*Task objective:*
Scan the data below. Pull out each line where "compare" occurs.

Stored data:

* * * * * * *

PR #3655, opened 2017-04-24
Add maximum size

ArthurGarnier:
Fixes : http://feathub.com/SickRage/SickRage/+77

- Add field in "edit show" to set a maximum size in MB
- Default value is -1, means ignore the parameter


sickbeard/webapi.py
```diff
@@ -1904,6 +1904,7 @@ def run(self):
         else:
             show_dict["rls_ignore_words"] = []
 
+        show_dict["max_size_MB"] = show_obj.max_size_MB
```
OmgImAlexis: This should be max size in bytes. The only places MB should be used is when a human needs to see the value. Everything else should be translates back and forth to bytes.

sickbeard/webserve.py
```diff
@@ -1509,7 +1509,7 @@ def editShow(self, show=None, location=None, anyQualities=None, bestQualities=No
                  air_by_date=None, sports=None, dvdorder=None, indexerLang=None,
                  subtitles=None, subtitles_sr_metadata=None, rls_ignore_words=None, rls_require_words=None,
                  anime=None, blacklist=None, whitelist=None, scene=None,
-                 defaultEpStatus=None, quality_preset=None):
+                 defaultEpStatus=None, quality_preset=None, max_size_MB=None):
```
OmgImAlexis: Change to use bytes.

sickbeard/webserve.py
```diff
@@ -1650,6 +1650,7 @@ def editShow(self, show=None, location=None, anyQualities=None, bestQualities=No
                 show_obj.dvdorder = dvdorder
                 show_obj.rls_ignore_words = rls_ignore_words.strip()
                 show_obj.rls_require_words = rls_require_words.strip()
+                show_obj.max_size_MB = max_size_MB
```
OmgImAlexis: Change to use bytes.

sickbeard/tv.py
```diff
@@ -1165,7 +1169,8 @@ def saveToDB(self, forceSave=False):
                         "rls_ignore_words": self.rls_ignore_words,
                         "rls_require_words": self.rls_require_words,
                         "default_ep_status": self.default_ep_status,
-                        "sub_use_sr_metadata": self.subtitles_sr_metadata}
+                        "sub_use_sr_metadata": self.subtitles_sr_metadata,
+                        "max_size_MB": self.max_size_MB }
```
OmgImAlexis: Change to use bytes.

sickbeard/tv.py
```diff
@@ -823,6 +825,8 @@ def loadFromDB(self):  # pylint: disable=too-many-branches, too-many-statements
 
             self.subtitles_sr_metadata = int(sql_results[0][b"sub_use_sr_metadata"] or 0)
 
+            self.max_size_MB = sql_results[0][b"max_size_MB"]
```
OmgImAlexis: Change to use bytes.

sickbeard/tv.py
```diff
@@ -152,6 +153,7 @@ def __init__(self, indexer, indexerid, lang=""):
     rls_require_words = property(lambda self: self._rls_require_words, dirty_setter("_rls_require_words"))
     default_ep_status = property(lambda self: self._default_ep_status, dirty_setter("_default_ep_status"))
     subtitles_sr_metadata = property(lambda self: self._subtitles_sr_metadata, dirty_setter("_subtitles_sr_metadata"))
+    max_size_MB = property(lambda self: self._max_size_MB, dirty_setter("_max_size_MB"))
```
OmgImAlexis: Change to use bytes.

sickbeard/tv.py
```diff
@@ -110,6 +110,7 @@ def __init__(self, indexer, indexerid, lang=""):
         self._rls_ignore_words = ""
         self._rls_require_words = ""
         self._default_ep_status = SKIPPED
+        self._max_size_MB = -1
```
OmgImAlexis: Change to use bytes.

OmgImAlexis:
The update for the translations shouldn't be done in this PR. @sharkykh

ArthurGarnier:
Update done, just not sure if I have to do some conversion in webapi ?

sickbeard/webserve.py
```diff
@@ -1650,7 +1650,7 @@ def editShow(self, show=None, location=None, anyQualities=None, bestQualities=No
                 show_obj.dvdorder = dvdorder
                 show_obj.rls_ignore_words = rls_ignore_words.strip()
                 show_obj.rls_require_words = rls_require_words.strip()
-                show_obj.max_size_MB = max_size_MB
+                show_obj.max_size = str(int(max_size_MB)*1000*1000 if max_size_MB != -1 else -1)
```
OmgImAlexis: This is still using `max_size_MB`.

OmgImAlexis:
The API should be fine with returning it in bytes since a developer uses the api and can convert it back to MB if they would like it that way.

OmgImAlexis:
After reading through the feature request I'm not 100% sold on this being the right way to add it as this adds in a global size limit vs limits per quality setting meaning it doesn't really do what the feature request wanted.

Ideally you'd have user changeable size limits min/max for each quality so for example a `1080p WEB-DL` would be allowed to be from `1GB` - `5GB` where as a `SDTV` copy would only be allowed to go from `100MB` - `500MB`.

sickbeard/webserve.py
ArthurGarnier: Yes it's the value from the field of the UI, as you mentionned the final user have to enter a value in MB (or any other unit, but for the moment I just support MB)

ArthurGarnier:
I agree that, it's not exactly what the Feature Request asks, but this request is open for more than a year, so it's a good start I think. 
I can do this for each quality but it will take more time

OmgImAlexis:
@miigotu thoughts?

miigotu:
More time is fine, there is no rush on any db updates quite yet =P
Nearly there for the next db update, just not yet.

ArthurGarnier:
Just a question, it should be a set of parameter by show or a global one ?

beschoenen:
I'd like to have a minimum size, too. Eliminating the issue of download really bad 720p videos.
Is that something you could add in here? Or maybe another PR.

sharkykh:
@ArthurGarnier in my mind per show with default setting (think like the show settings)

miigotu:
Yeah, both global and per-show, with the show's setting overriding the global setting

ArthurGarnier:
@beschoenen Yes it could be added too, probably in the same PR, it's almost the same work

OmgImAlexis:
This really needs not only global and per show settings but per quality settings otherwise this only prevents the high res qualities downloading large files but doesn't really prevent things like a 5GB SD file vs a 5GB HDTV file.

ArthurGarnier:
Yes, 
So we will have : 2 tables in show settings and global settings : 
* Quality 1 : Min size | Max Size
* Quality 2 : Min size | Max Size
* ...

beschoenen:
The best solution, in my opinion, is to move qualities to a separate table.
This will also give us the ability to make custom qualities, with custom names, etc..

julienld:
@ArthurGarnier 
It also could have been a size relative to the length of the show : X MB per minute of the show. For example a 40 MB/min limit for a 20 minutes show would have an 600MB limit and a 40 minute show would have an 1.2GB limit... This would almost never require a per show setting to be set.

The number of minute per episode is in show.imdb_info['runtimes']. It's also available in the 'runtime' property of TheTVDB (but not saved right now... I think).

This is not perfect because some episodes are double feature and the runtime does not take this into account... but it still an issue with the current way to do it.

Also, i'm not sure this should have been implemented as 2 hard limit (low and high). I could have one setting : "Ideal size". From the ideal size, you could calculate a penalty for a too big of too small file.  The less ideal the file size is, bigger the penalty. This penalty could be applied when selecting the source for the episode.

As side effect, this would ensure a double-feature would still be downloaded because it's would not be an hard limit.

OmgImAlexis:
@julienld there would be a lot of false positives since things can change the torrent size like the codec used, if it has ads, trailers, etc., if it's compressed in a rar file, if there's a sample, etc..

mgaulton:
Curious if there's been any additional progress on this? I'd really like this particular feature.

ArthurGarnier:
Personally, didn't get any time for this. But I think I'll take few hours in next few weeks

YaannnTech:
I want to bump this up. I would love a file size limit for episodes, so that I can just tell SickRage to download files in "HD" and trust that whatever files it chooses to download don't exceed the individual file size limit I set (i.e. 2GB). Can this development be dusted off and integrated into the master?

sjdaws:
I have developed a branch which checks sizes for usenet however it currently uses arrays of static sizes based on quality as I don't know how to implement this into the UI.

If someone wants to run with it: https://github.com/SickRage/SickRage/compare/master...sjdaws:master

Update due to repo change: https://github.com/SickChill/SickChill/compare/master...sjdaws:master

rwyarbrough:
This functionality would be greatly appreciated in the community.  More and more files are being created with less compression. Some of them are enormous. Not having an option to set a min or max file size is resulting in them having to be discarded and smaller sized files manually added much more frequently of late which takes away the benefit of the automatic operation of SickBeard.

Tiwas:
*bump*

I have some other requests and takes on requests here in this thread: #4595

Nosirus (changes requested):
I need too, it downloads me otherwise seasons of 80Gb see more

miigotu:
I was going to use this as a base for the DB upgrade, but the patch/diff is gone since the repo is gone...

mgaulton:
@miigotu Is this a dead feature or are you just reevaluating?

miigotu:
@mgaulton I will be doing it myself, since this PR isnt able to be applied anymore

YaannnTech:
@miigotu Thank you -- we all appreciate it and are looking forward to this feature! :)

* * * * * * *

*Exercise solution:*
If someone wants to run with it: https://github.com/SickRage/SickRage/compare/master...sjdaws:master
Update due to repo change: https://github.com/SickChill/SickChill/compare/master...sjdaws:master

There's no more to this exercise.